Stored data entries
══════

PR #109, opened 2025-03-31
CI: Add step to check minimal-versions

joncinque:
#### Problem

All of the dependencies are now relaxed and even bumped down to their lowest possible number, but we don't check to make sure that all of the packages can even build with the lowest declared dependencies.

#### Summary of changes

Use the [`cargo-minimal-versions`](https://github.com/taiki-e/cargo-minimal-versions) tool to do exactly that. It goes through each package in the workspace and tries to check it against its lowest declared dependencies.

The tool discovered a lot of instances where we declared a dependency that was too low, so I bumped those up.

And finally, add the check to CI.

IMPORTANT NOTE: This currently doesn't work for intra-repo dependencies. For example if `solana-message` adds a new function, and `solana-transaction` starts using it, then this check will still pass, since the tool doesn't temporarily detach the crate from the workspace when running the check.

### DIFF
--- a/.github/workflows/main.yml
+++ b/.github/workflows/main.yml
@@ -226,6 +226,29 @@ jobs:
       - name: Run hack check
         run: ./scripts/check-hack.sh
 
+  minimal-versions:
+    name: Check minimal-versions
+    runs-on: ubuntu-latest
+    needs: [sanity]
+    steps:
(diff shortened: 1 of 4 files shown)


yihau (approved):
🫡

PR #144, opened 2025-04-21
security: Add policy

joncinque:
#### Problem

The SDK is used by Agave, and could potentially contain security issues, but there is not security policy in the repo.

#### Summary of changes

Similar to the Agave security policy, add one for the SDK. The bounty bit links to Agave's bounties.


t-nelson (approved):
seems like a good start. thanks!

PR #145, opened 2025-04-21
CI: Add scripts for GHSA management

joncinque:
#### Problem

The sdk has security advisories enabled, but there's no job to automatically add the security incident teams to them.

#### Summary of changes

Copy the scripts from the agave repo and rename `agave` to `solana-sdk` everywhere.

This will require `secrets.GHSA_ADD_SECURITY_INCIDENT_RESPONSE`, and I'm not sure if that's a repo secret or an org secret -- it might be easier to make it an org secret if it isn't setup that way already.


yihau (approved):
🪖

══════

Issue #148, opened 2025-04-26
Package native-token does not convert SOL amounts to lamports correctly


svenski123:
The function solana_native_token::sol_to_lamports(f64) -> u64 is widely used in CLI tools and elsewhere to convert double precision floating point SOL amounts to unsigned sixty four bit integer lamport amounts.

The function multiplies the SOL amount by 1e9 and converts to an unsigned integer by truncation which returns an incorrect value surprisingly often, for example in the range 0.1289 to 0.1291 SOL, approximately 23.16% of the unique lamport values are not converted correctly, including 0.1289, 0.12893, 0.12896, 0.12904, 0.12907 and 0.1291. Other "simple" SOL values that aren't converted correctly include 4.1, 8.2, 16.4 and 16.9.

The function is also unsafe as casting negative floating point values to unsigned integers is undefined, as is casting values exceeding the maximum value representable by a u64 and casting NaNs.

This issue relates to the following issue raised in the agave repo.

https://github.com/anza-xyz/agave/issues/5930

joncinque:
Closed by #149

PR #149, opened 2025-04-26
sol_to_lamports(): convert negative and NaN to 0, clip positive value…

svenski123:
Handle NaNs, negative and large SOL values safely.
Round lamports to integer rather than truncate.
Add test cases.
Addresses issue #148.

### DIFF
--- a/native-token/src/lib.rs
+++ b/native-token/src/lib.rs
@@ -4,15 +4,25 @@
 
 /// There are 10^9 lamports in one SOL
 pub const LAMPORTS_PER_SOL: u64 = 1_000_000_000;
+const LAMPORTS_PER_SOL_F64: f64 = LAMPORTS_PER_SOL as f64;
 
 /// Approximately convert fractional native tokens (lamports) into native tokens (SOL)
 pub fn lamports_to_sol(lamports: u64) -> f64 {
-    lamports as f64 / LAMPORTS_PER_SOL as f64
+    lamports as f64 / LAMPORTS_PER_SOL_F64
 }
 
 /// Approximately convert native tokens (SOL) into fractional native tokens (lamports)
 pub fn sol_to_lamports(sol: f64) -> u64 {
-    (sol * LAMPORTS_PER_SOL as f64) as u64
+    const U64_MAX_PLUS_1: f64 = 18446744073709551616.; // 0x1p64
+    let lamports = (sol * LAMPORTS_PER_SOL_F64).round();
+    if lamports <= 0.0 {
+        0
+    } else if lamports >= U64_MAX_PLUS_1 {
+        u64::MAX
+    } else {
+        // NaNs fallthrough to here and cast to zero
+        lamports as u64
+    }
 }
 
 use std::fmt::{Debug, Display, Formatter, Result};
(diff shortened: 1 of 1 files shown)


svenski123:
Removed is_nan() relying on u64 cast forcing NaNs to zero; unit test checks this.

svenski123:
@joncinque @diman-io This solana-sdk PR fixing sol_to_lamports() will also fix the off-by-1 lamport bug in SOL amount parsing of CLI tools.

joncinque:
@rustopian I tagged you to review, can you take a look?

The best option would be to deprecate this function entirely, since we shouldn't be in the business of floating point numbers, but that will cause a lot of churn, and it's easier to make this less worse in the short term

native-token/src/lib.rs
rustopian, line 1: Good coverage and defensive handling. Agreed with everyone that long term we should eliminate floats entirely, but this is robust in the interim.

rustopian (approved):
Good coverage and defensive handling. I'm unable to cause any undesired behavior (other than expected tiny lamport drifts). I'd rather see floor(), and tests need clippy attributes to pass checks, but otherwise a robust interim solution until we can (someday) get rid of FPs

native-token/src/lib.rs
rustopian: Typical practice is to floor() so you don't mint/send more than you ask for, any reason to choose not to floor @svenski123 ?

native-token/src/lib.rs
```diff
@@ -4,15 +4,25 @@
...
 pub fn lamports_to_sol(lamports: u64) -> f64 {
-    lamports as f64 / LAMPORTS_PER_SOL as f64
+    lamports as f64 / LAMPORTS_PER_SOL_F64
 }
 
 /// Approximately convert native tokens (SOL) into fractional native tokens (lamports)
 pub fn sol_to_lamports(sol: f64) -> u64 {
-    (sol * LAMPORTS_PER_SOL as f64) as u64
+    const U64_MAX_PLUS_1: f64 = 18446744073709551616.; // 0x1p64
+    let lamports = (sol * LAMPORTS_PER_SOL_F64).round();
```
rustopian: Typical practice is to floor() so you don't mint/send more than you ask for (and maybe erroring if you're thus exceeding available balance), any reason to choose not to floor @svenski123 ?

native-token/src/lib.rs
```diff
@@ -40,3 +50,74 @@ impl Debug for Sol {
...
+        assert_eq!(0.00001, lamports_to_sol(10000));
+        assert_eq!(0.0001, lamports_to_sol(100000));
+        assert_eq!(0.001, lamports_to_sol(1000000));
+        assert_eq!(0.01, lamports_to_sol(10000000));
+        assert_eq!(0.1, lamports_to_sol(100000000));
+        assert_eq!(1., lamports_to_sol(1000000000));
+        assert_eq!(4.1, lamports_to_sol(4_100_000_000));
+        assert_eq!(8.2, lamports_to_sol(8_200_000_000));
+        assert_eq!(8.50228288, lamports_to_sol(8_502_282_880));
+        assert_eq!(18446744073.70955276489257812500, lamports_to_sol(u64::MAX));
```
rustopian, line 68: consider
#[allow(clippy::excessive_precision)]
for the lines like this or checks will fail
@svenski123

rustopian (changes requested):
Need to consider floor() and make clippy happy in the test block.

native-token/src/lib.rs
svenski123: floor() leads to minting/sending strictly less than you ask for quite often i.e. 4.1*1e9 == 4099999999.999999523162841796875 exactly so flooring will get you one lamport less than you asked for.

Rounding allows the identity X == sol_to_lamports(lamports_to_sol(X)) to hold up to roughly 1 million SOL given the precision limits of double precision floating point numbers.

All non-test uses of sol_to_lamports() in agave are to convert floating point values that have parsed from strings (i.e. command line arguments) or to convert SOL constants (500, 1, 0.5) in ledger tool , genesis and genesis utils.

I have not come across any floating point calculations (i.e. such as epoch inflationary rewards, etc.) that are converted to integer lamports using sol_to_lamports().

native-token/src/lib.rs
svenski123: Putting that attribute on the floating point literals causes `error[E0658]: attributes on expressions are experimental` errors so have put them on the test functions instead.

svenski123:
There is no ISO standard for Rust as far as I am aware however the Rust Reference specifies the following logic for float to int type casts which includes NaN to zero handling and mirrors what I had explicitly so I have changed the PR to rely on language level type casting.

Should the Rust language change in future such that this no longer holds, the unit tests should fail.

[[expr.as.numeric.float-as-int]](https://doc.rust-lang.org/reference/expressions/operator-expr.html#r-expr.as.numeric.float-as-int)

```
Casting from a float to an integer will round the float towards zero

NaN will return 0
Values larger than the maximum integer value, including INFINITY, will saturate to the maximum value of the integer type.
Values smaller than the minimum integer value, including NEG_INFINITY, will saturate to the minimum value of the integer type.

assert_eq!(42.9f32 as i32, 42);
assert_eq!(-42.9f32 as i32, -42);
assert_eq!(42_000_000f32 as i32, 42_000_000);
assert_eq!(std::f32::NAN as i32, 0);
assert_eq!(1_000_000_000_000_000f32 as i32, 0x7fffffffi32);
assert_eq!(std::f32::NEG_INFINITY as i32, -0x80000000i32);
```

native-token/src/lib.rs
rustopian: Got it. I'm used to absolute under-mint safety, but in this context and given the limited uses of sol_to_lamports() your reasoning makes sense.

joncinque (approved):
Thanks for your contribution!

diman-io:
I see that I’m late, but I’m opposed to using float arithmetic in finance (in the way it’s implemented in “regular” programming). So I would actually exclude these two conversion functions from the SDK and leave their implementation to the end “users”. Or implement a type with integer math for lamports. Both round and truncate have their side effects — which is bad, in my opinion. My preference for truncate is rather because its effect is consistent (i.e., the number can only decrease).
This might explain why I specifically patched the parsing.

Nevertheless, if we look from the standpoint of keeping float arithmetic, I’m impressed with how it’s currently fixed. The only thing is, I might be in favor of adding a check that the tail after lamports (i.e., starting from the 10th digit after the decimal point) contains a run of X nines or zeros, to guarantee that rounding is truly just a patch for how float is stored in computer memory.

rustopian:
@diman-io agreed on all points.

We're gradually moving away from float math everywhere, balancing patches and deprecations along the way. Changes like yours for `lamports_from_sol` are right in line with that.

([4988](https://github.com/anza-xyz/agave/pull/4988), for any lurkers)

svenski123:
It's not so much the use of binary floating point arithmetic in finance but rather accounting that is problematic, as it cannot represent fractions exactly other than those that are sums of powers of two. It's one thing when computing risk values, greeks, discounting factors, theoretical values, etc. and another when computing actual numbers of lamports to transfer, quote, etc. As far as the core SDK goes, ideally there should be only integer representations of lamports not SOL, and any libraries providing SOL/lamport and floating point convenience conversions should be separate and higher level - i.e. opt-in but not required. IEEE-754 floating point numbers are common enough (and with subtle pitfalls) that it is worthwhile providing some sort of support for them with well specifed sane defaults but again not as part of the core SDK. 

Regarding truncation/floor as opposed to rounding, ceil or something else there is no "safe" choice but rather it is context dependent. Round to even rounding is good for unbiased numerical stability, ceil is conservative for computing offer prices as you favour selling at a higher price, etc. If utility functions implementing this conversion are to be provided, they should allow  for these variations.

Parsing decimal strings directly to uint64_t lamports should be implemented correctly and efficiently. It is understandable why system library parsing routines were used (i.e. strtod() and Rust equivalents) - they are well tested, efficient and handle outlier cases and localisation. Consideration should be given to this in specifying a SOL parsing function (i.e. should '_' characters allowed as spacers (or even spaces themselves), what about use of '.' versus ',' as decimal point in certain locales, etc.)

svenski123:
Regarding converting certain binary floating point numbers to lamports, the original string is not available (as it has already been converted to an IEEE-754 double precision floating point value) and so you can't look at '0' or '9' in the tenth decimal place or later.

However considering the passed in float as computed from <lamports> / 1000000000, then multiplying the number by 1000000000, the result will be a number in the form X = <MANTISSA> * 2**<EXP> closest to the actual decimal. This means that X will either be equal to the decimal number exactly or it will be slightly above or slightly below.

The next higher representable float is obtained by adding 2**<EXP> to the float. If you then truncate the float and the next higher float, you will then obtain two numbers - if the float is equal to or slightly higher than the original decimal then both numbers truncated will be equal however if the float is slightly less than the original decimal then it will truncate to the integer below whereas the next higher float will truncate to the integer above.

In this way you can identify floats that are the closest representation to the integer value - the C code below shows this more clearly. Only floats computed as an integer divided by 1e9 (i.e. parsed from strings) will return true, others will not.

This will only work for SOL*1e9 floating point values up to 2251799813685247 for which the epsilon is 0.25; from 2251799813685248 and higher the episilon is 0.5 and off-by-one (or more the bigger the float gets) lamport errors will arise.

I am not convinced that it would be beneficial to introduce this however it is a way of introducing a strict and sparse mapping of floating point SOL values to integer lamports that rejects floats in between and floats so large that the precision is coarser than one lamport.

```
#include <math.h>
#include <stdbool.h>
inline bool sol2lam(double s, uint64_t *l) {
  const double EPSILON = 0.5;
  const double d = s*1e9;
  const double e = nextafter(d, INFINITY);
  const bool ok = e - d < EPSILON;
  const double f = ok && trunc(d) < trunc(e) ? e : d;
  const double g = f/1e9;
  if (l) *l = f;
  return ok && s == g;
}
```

══════

Assignment →
All lines above from the line with "Handle NaNs, negative" through the line with "rustopian, line 1: Good", both included, are to be set down exactly, with nothing else.

Solution for this problem →
Handle NaNs, negative and large SOL values safely.
Round lamports to integer rather than truncate.
Add test cases.
Addresses issue #148.

### DIFF
--- a/native-token/src/lib.rs
+++ b/native-token/src/lib.rs
@@ -4,15 +4,25 @@
 
 /// There are 10^9 lamports in one SOL
 pub const LAMPORTS_PER_SOL: u64 = 1_000_000_000;
+const LAMPORTS_PER_SOL_F64: f64 = LAMPORTS_PER_SOL as f64;
 
 /// Approximately convert fractional native tokens (lamports) into native tokens (SOL)
 pub fn lamports_to_sol(lamports: u64) -> f64 {
-    lamports as f64 / LAMPORTS_PER_SOL as f64
+    lamports as f64 / LAMPORTS_PER_SOL_F64
 }
 
 /// Approximately convert native tokens (SOL) into fractional native tokens (lamports)
 pub fn sol_to_lamports(sol: f64) -> u64 {
-    (sol * LAMPORTS_PER_SOL as f64) as u64
+    const U64_MAX_PLUS_1: f64 = 18446744073709551616.; // 0x1p64
+    let lamports = (sol * LAMPORTS_PER_SOL_F64).round();
+    if lamports <= 0.0 {
+        0
+    } else if lamports >= U64_MAX_PLUS_1 {
+        u64::MAX
+    } else {
+        // NaNs fallthrough to here and cast to zero
+        lamports as u64
+    }
 }
 
 use std::fmt::{Debug, Display, Formatter, Result};
(diff shortened: 1 of 1 files shown)


svenski123:
Removed is_nan() relying on u64 cast forcing NaNs to zero; unit test checks this.

svenski123:
@joncinque @diman-io This solana-sdk PR fixing sol_to_lamports() will also fix the off-by-1 lamport bug in SOL amount parsing of CLI tools.

joncinque:
@rustopian I tagged you to review, can you take a look?

The best option would be to deprecate this function entirely, since we shouldn't be in the business of floating point numbers, but that will cause a lot of churn, and it's easier to make this less worse in the short term

native-token/src/lib.rs
rustopian, line 1: Good coverage and defensive handling. Agreed with everyone that long term we should eliminate floats entirely, but this is robust in the interim.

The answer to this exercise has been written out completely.